In Europe, bond sales in the primary market have fared particularly well this year, with 2019 bond issuance up 9% from 2016 and 3% from 2017, according to Bloomberg data. If the market keeps trading at current levels, or if it rallies further, we expect to see more issuance taking place, especially in high yield, as companies take advantage of low interest rates to refinance existing debt, while investors are pushed towards higher-yielding credits as yields get squeezed.
Similarly, it is clear that the rally in US corporate bonds has been driven merely by the market’s expectations that the Fed will cut rates, while ignoring underlying economic conditions. So, the biggest risk that corporate bondholders face now is that the Fed does not deliver, which would cause a sell-off, especially among lower-rated credits.
Therefore, we believe that investors should remain cautious and look at investment-grade corporates and carefully select higher-rated junk issuances.
Although in the short term the positive market trend caused by loose monetary policies supports corporate bonds prices, both in the US and Europe, we believe that the long-term effects of such a trend will have serious consequences for the market and that, once a recession starts, many investors will find themselves trapped in lower-rated securities and suffer severe losses.
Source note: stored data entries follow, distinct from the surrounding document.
PR #1541, opened 2024-03-07
Increase efficiency for URL uploads and checksums

ahamelers:
Closes https://github.com/CDL-Dryad/dryad-product-roadmap/issues/3212

I got the down gem to work to process URLs for checksums, and then to load files via external URL to S3, without overloading memory or using disk space. I then restructured the implementation so that the S3 copy and S3 URL upload files are handled more separately, and the checksum generation and upload to S3 are handled in a single stream of the URL uploads.

### DIFF
--- a/lib/stash/aws/s3.rb
+++ b/lib/stash/aws/s3.rb
@@ -75,6 +75,12 @@ module Stash
         s3_bucket.objects(prefix: "#{s3_key}/").batch_delete!
       end
 
+      def object(s3_key:)
+        return unless s3_key
+
+        s3_bucket.object(s3_key)
+      end
+
       def objects(starts_with:)
         return unless starts_with
 
--- a/lib/stash/checksums.rb
+++ b/lib/stash/checksums.rb
@@ -1,6 +1,6 @@
 require 'digest'
 require 'logger'
-require 'open-uri'
+require 'down'
 
 module Stash
   class Checksums
@@ -88,8 +88,14 @@ module Stash
     private
 
     def process_url(url)
-      URI.parse(url).open do |f|
-        process_stream(f)
+      Down.open(url).each_chunk do |chunk|
+        @input_size += chunk.length
+        @digest_list.each { |digest| digest.algorithm.update(chunk) }
+      end
+
+      @digest_list.each do |digest|
+        finish_digest(digest)
+        digest.input_size = @input_size
       end
     end
 
--- a/lib/stash/repo/submission_job.rb
+++ b/lib/stash/repo/submission_job.rb
@@ -1,4 +1,5 @@
 require 'rails'
+require 'down'
 require 'active_record'
 require 'concurrent/promise'
 require 'byebug'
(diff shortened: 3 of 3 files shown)


ryscher:
When testing on the old dev server, I recevied this error:
```
/apps/dryad/apps/ui/shared/bundle/ruby/3.0.0/gems/aws-sdk-s3-1.134.0/lib/aws-sdk-s3/multipart_stream_uploader.rb:105:in `abort_upload&#39;: multipart upload failed: Part n\
umber must be an integer between 1 and 10000, inclusive; Part number must be an integer between 1 and 10000, inclusive; Part number must be an integer between 1 and 10000,\
 inclusive; Part number must be an integer between 1 and 10000, inclusive; Broken pipe (Aws::S3::MultipartUploadError)^M
        from /apps/dryad/apps/ui/shared/bundle/ruby/3.0.0/gems/aws-sdk-s3-1.134.0/lib/aws-sdk-s3/multipart_stream_uploader.rb:94:in `upload_parts&#39;^M
        from /apps/dryad/apps/ui/shared/bundle/ruby/3.0.0/gems/aws-sdk-s3-1.134.0/lib/aws-sdk-s3/multipart_stream_uploader.rb:50:in `block in upload&#39;^M
        from /apps/dryad/apps/ui/shared/bundle/ruby/3.0.0/gems/aws-sdk-core-3.181.0/lib/aws-sdk-core/plugins/user_agent.rb:28:in `feature&#39;^M
        from /apps/dryad/apps/ui/shared/bundle/ruby/3.0.0/gems/aws-sdk-s3-1.134.0/lib/aws-sdk-s3/multipart_stream_uploader.rb:48:in `upload&#39;^M
        from /apps/dryad/apps/ui/shared/bundle/ruby/3.0.0/gems/aws-sdk-s3-1.134.0/lib/aws-sdk-s3/customizations/object.rb:394:in `block in upload_stream&#39;^M
        from /apps/dryad/apps/ui/shared/bundle/ruby/3.0.0/gems/aws-sdk-core-3.181.0/lib/aws-sdk-core/plugins/user_agent.rb:28:in `feature&#39;^M
        from /apps/dryad/apps/ui/shared/bundle/ruby/3.0.0/gems/aws-sdk-s3-1.134.0/lib/aws-sdk-s3/customizations/object.rb:393:in `upload_stream&#39;^M
        from /apps/dryad/apps/ui/releases/20240307202419/lib/stash/repo/submission_job.rb:137:in `copy_external_to_permanent_store&#39;^M
```

ryscher:
The S3 multipart upload only allows 10,000 parts, but each part can be up to 5GB. The default chunk size of Down (at least for my sample file) is 16384, which limits us to files of 163MB. I'm testing a way to increase the chunk size...

ahamelers:
Ah sorry, it worked with the huge example URL in my testing, even without explicitly setting the chunk size. With that added does it now work for you @ryscher ?

ryscher:
Not quite there yet. I found that even if you're chunking the downloads, the `upload_stream` does separate chunking, which can still use up the 10,000 limit. So I had to set a chunk size on the upload as well. But with a very large file (100GB), the process isn't finishing... I suspect there is some time of timeout. So we may need to still support writing a temp file to disk. Or limit the file size?

ryscher:
Ok, I did more testing from a variety of sources and it looks like the current code works about as well as possible. The remaining problems are caused by sites that do not deliver the files well. The 100GB file I was testing with is on Dropbox, and that file is erratic even when I try to download it with a browser or curl.

So I think this is done. I will let @ahamelers look over it before merging, but I may try it out on the prod servers in the meantime.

Although in the short term, junk bonds may present an opportunity, in the long term, we prefer better-quality names.
UK bond market: Still at the mercy of Brexit
Since the resignation of British prime minister Theresa May last month, we have seen 10-year gilt yields inevitably fall below 1%, exactly as was seen in 2016 after the Brexit referendum. The message that the bond market is sending is clear: things are going to get worse before they get any better. This has serious implications for investors with sterling as a base currency as it means that they need to pay up for good-quality assets, but if they venture into the junk space, yields are so high that they may be irresistible. The average yield offered by sterling high-yield issuances is around 6% across maturities, while the average yield offered by investment-grade sterling bonds is only around 2%. The biggest problem with high-yield corporate names, however, is that it is still unclear how Brexit will affect their operations, and a large majority of them do not have any Brexit plan in place. With a trade war also looming on the horizon, it is obvious why investors are steering away from lower-rated bonds. Unfortunately, we do not believe that the situation will change until there are clearer indications of where Brexit is going. So, also in this case, investors should be cautious and prefer higher-grade names over junk.